PR #26, opened 2026-08-27
Preinstall Simplified Chinese fonts and Pinyin input

eachann1024:
The factory guest currently ships `noto-fonts` / `noto-fonts-emoji` and no `fcitx5` stack, so Chinese text becomes tofu and there is no Pinyin engine until the user can `omarchy pkg add` extra packages. That extra step is brittle when guest mirrors are broken (see the now-closed #2). Upstream Omarchy already lists `noto-fonts-cjk`, `fcitx5`, `fcitx5-gtk`, and `fcitx5-qt` in `install/omarchy-base.packages`; this restore plus the official Chinese engine matches the [Omarchy keyboard manual](https://omarchy.org/manual/keyboard-mouse-trackpad/).

There is no existing Chinese / locale / fcitx / CJK issue or PR on this repository. This is not an i18n request to `basecamp/omarchy` (English-only product decision).

## What changed

- Request `noto-fonts-cjk`, `fcitx5`, `fcitx5-gtk`, `fcitx5-qt`, `fcitx5-chinese-addons`, and `fcitx5-configtool` in `guest/packages.txt`.
- Update `packages.lock.json` `requestedFileSha256` to match the new list. The resolved package set is **not** refreshed here: that needs the privileged ARM64 builder (`guest/build-container.sh --refresh-package-lock`).
- Generate `zh_CN.UTF-8` in the factory `locale.gen`. Keep `LANG=en_US.UTF-8` so Omarchy menus stay English.
- Seed Pinyin into the default Fcitx5 group for new accounts via `/etc/skel`, leaving `keyboard-us` as `DefaultIM`.
- Document the seed in the root and guest READMEs.
- Extend `guest/tests/verify.py` so the package list, locale contract, and Fcitx5 profile stay pinned.

## Verification

- `python3 tests/test-build-cache.py` — 6 tests passed.
- `guest/test` — 30 unit tests plus the guest contract checks passed, including the new CJK / locale / Pinyin assertions.
- `bash -n guest/scripts/configure-rootfs.sh` and `python3 -m py_compile guest/tests/verify.py` passed.
- Did **not** run a full `make guest` / Docker ARM64 image rebuild (privileged builder + ~20 GB). The next guest rebuild must refresh `packages.lock.json` and confirm the 6144 MiB factory disk still fits CJK fonts.
- Did **not** run `swift test` or `make test`; this change is guest-contract only.

## Existing VMs

[...]

PR #188, opened 2026-09-11
[feat] Restore upstream's CJK font and fcitx5, add Traditional Chinese

### LINKED ISSUE #175: zh-TW support: restore upstream's fcitx5 and Noto CJK, add Traditional Chinese locale and Bopomofo input
🤖 _This issue was written by Claude Opus 5 (an Anthropic AI model) on behalf of @k5953837, who asked it to add Traditional Chinese support and to read the project's contribution rules first. The upstream package list, the package sizes, and the mirror state below were read directly from the pinned Omarchy tree and the live Arch Linux ARM mirrors on 2026-09-09. The branch described under “Status and blocker” passes `guest/test` locally; the factory image itself has **not** been built, for the reason given there._

## Summary

The factory guest cannot display or type Traditional Chinese today. It generates only `en_US.UTF-8`, ships no CJK font, and omits fcitx5, so Chinese text renders as tofu boxes and there is no way to enter it.

The part worth stating up front: **upstream Omarchy already ships the pieces that make this work.** At the pinned release (4.0.2, `346e69e1c`), `install/omarchy-base.packages` contains:

```
35: fcitx5
36: fcitx5-gtk
37: fcitx5-qt
88: noto-fonts-cjk
```

`guest/packages.txt` — the intentionally trimmed ARM64 transaction — drops all four. So this is not a request to add something Omarchy lacks. It is a request to restore what the trim removed, plus the Traditional-Chinese-specific pieces upstream does not cover.

The trim has already cost one bug: #91, where the omitted `fcitx5` binary left upstream's `omarchy-fcitx5.service` in a 203/EXEC restart loop that flooded the journal. #106 fixed that defensively with a `ConditionPathExists=/usr/bin/fcitx5` drop-in — a guard that is self-healing, so installing the package makes it pass with no change to the guard.

## Why this belongs here rather than upstream

Two earlier pull requests proposed Simplified Chinese support (#26, #63). Both were withdrawn by their own authors, and #26's closing comment argued the work "belongs in upstream Omarchy... not the Try Omarchy wrapper."

The package list above is the reason I think that reasoning does not hold. Upstream has already made the call to ship fcitx5 and Noto CJK. The gap exists only inside this fork's ARM64 trim, so it can only be closed here. What upstream does *not* provide, and what is genuinely this project's to decide, is the zh-TW-specific configuration: a Traditional Chinese locale, a font rule that picks TC Han glyph variants over Simplified or Japanese ones, and a Bopomofo engine.

## Proposed change

| Concern | Change |
|---|---|
| Locale | Generate `zh_TW.UTF-8` alongside `en_US.UTF-8` in `configure-rootfs.sh`. **`LANG` stays `en_US.UTF-8` and `KEYMAP` stays `us`** — the locale becomes available, not default. |
| Fonts | Restore upstream's `noto-fonts-cjk`. |
| Glyph variants | New `etc/fonts/conf.d/30-*.conf` preferring `Noto Sans/Serif/Mono CJK TC` when the text language is `zh-tw` or `zh-hant`. Without it, shared codepoints render with Simplified or Japanese forms. |
| Input method | Restore upstream's `fcitx5`, `fcitx5-gtk`, `fcitx5-qt`; add `fcitx5-chewing` for Bopomofo. |
| Input method defaults | Seed `/etc/skel/.config/fcitx5/profile` with `keyboard-us` as the first item and `chewing` as the second, so a user who never presses Ctrl+Space sees no change at all. |
| XWayland | `XMODIFIERS=@im=fcitx` in `environment.d`. `GTK_IM_MODULE`/`QT_IM_MODULE` are deliberately left unset so native Wayland GTK4/Qt6 apps keep using text-input-v3, which Hyprland implements. |
| Chromium | Append `--enable-wayland-ime` to upstream's `/etc/skel/.config/chromium-flags.conf`. Chromium on Wayland ignores input methods without it, and Chromium is the browser this image ships. |

Net effect for an existing English-speaking user: none. The default session language, keyboard layout, and first input method are unchanged.

## Deliberately excluded

- **`fcitx5-chinese-addons`** — hard-depends on `qt6-webengine`, which does not fit the 6144 MiB factory image. #63 hit the same wall. Bopomofo via `fcitx5-chewing` does not need it.
- **`fcitx5-configtool`** — upstream does not ship it either, and it pulls a KDE dependency chain (`kwidgetsaddons` alone is ~15 MiB). Excluded to keep the package set identical to upstream's plus one engine.
- **Raising `image.sizeMiB`** — that value is duplicated as a runtime contract in `macos/run-qemu-gpu.sh` and asserted in `macos/Tests/run-qemu-ssh-contract.test.sh`, so changing it is an architecture discussion, not part of this.
- **Localising the macOS launcher UI** — unrelated to the guest and a separate proposal.
- **Changing the default language** — see above.

## Size

Measured `Installed Size` from `pacman -Si` in an aarch64 builder container:

| Package | Installed Size |
|---|---|
| `noto-fonts-cjk` | 298.79 MiB |
| `fcitx5` | 20.72 MiB |
| `fcitx5-qt` | 2.28 MiB |
| `fcitx5-gtk` | 516 KiB |
| `fcitx5-chewing` | 171 KiB |

Plus new transitive dependencies, of which `libchewing` (6.78 MiB) is the largest; the exact set is pending the lock refresh below.

`guest/scripts/pack-image.sh` requires the staged root to stay under 85% of 6144 MiB. I have not been able to measure the actual headroom yet, for the reason below. If it turns out to be tight, `adobe-source-han-sans-tw-fonts` (38.15 MiB, Traditional Chinese only) is a fallback, at the cost of dropping Japanese and Korean coverage that upstream currently provides.

## Status and blocker

The non-package half of this is implemented and passing `guest/test` on a branch here: locale generation, the fcitx5 profile fragment, the Chromium flag append, the fontconfig rule, the `XMODIFIERS` entry, and ten new assertions in `guest/tests/verify.py` covering the contract — including one that the default `LANG`/`KEYMAP` stay English.

I cannot complete it yet: adding packages requires regenerating `guest/packages.lock.json`, and that is blocked by the two upstream drifts in **#171** (the builder's `rust` pin no longer exists on the ALARM mirror, and no single `aquamarine` currently satisfies both `hyprland` and `hyprtoolkit`). I am waiting on that rather than working around it, since `CONTRIBUTING.md` asks that pinned inputs not be changed independently of their validation code.

## Question

Before I open a pull request: is Traditional Chinese support something you want in Try Omarchy? Given that the packages come straight back from upstream's own list and the default English experience is untouched, I think the surface area is small — but #26 and #63 suggest previous contributors were unsure of your position, and I would rather ask than guess.

If you would prefer a narrower first step — for example restoring only `noto-fonts-cjk` so CJK text renders, and leaving input methods for later — I am happy to split it that way.

k5953837:
Fixes #175.

## Summary

The factory guest cannot display or type Traditional Chinese. It generates only
`en_US.UTF-8`, ships no CJK font, and omits fcitx5, so Chinese renders as tofu
boxes with no way to enter it.

Most of what is missing was never Omarchy's decision. At the pinned release
(4.0.2, `346e69e1c`), `install/omarchy-base.packages` already contains:

```
35: fcitx5
36: fcitx5-gtk
37: fcitx5-qt
88: noto-fonts-cjk
```

`guest/packages.txt` — the intentionally trimmed ARM64 transaction — drops all
four. This restores them, adds `fcitx5-chewing` for Bopomofo, and supplies the
Traditional-Chinese-specific configuration upstream does not: a `zh_TW.UTF-8`
locale, a fontconfig rule that picks TC Han glyph variants over Simplified or
Japanese ones, and a way to choose the language.

That trim has already cost one bug: #91, where the omitted `fcitx5` binary left
upstream's `omarchy-fcitx5.service` in a 203/EXEC restart loop. The
`ConditionPathExists=/usr/bin/fcitx5` drop-in added in #106 is self-healing —
installing the package makes it pass with no change to the guard.

### What changes

| Concern | Change |
| --- | --- |
| Packages | Restore `noto-fonts-cjk`, `fcitx5`, `fcitx5-gtk`, `fcitx5-qt`; add `fcitx5-chewing` |
| Locale | Generate `zh_TW.UTF-8` alongside `en_US.UTF-8` in `configure-rootfs.sh` |
| Glyph variants | New `etc/fonts/conf.d/30-try-omarchy.conf` preferring `Noto Sans/Serif/Mono CJK TC` for `zh-tw` and `zh-hant` |
| Input method | Seed `/etc/skel/.config/fcitx5/profile` with `keyboard-us` first, `chewing` second |
| XWayland | `XMODIFIERS=@im=fcitx` in `environment.d` |
| Chromium | Append `--enable-wayland-ime` to upstream's `/etc/skel/.config/chromium-flags.conf` |
| Choosing it | A **Language** row in the start menu, in the shape the other integrations already use |

### How the choice reaches the guest

The Language row stores a preference the same way Shared folder, Port forwarding
and Resources do, `run-qemu-gpu.sh` turns it into a `tryomarchy.locale=` kernel
argument the way it already derives `tryomarchy.ssh_access=1`, and a guest
oneshot unit writes `/etc/locale.conf` before either login entry point starts.

Leaving the row alone emits no environment variable and no kernel argument, so
an English launch is byte-identical to today. Both sides validate the value
against the locales the image actually generates; the host fails loudly on an
unknown one because that value comes from our own code, while the guest ignores
it silently because the kernel command line does not deserve that trust.

### Beyond #175

#175 proposed the guest-side restore only. The Language row is not in it. I
added it because the guest half alone leaves a user with a working locale and no
way to select it short of editing `/etc/locale.conf` by hand, and because it
needed no new mechanism — it is the same preference → `OMARCHY_QEMU_GPU_*` →
kernel-argument path three existing settings already take. Happy to split it out
if you would rather see the packages land on their own.

### Deliberately excluded

- **`fcitx5-chinese-addons`** — hard-depends on `qt6-webengine`, which does not
  fit the 6144 MiB image. #63 hit the same wall. Bopomofo via `fcitx5-chewing`
  does not need it.
- **`fcitx5-configtool`** — upstream does not ship it either, and it pulls a KDE
  dependency chain for a GUI the seeded profile makes unnecessary.
- **Raising `image.sizeMiB`** — that value is duplicated as a runtime contract in
  `run-qemu-gpu.sh` and asserted in `run-qemu-ssh-contract.test.sh`; changing it
  is an architecture discussion, not part of this.
- **Translating Omarchy's own interface** — the setup wizard and menus stay
  English, and README says so. Upstream has no translation mechanism; those
  strings are hardcoded in its shell scripts.

### On the two earlier attempts

#26 and #63 both proposed Simplified Chinese and were closed by their own
authors. The only maintainer feedback on either was on #26:

> Thanks for pushing this! Before merge, please update the package lock so it
> includes the new packages and builds don't fail.

That PR bumped `requestedFileSha256` without a real resolve. This one's lock is
a genuine refresh: nine resolved entries, no existing version touched.

## Validation

**Package lock** — regenerated with `guest/build-container.sh --refresh-package-lock`
against current `main`, not carried over from an earlier branch. The diff is nine
additions, zero removals, and no change to any existing version:

`enchant` · `fcitx5` · `fcitx5-chewing` · `fcitx5-gtk` · `fcitx5-qt` ·
`libchewing` · `noto-fonts-cjk` · `xcb-imdkit` · `yoga`

Five are requested in `packages.txt`; the other four are transitive
(`libchewing` for the Chewing engine, `xcb-imdkit` for `fcitx5-qt`'s XCB input
method, `enchant` and `yoga` via `fcitx5`).

**Tests** — `./guest/test` passes: 110 Python tests including eight new
`test_locale.py` cases (allowlist parity, symlink refusal, shell-metacharacter
payloads, idempotency), plus the native guest contract with the new zh-TW
assertions. `swift test` passes 254 tests including eleven new pure-model cases
for the preference store and menu presentation.

**Image** — `make guest` completes and the packed root sits at 82.97% of the
6144 MiB budget, inside `pack-image.sh`'s 85% ceiling.

**Booted** — built the image, chose Traditional Chinese in the start menu, and
ran a disposable VM through first-boot provisioning on an Apple Silicon Mac. In
the guest:

```
$ echo "LANG=[$LANG]"; cat /etc/locale.conf; systemctl is-active try-omarchy-locale.service
LANG=[zh_TW.UTF-8]
LANG=zh_TW.UTF-8
active
```

`xdg-user-dirs` renamed the home directories (桌面, 下載, 文件, 音樂, 圖片, 影片,
專案), `eza` printed dates as `11 9月 02:09`, and every glyph rendered — no tofu.
`Ctrl+Space` reached Chewing and `su3` `cl3` committed 你好, after which
`Ctrl+Space` returned to plain US input:

```
$ echo 你好 from omarchy zh-TW
你好 from omarchy zh-TW
```

Leaving the Language row alone emits no kernel argument; `/etc/locale.conf` then
gets the image default, which is also what makes switching back to English take
effect on a VM that has already run in Chinese.

---


k5953837:
CI is sitting at `action_required` — this is my first PR here, so the workflow
needs your approval before it runs. Nothing to fix on my end; flagging it so it
does not look like a stuck check.

For what it is worth, `make test` passes locally on macOS 15 / Apple Silicon:
`./guest/test` is clean (110 Python tests, native guest contract verified), and
`swift test` passes 254 tests. The one exception is
`StartMenuWindowWidthTests.swift:131`, which expects `content.bounds.width == 600`
and gets `601.0` — it fails identically on a clean `main` checkout in this
environment, and CI has it passing on `main`, so it reads as a local font-metric
artifact rather than anything this branch touches.

k5953837:
Rebased onto `main` (`17d7194`) to clear the conflict that #198 introduced.

One hunk actually conflicted: both branches append to `integrationRowViews` in
`StartMenuWindow.swift`. Kept both rows in the order each side established —
`resourceRow, networkingRow, portForwardingRow, immersiveRow, languageRow`.

`run-qemu-gpu.sh` and `VMApplicationController.swift` merged cleanly, and I
re-read both afterwards rather than trusting that: the locale token is still
appended to the same `-append` line, and the launch-configuration chain still
threads every step's environment into the next (`audio → sharing → forwarding →
fullscreen → resources → language → storage`), which is the part a rebase can
silently break without failing to compile.

After the rebase:

- `./guest/test` — clean, 110 Python tests, native guest contract verified
- `swift test` — 273 tests in 61 suites; the four new Language suites pass
- The one failure is still `StartMenuWindowWidthTests.swift:131` (`601.0` vs
  `600`). I re-ran it against a clean `origin/main` checkout in this same
  environment and it fails there identically, so it is local to this machine
  rather than anything this branch does.

CI is still waiting on first-contributor approval.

TASK DESCRIPTION: Only a number is wanted here: the count of lines above that contain the word "authors".

EXERCISE OUTPUT: 2